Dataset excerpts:
Issue #17, opened 2020-11-07
[test] Some bugs aren't caught up with our unittests


frgfm:
In #13 a small issue was introduced, that wasn't caught up by unittests.
Fortunately, @jeanpasquier75 noticed it and it's being solved in #16. But this raises the question about how we should design our unittests

Any thoughts @florianriche @jeanpasquier75 @fe51 ?

- [x] Update current unittests to get a testing situation as close as possible from production (#33)
- [x] Adding super-user creation mean (#26)

florianriche:
I would assume we could create a dedicated test Class to test the CRUD behavior as well as the fact that the DB constraints are respected: e.g by inspiring ourselves from https://xvrdm.github.io/2017/07/03/testing-flask-sqlalchemy-database-with-pytest/ or https://stackoverflow.com/questions/14719507/unit-tests-for-query-in-sqlalchemy 

In addition, a E2E test (user creation, user_auth, device creation ....) would catch some issues too.

frgfm:
This is now a priority:
I just found out that we have a typo in the device route https://github.com/pyronear/pyro-api/blob/master/src/app/api/routes/devices.py#L51, that should raise an error whenever we call the route.
This was not caught by the unittests because of our lazy monkeypatching. I'll dive into improving the unittests

@florianriche you might be the one with the best knowledge about authentication. Would you mind drafting consecutive route + payload to get a full end-to-end script?

frgfm:
Changing the release target to 0.1.1 for the last part (end-to-end script)

PR #33, opened 2020-11-14
test: Refactored codebase and updated route unittests to better reflect production cases

frgfm:
Hey there :wave: 

First & foremost, my apologies for the massive PR :sweat_smile: 
I'll go through a detailed explanation of what I did below and why:

1. **Adding unittests for security module**: all testable components of the app (especially those overridden during unittests) need to be tested. So I added pytest async to the requirements so that the hashing and password verification functions can be tested.

2. **Mock CRUD in pytest fixtures**: whatever the table, we need to do minimum patching during our testing to be able to closely test the API in real-case situations. I rewrote all CRUD functions to interact with mock tables (expressed as list of dicts).

3. **Designing each route's unittests**: using the previous fixtures, I carefully patch the CRUD functions that are used in the route, and replace the table by a deepcopy of my mock table. The deepcopy is necessary for each scenario to be run with exactly the same table.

Assignment: Check each line above for the string "script" and copy the ones that have it.

Answer to this problem:
@florianriche you might be the one with the best knowledge about authentication. Would you mind drafting consecutive route + payload to get a full end-to-end script?
Changing the release target to 0.1.1 for the last part (end-to-end script)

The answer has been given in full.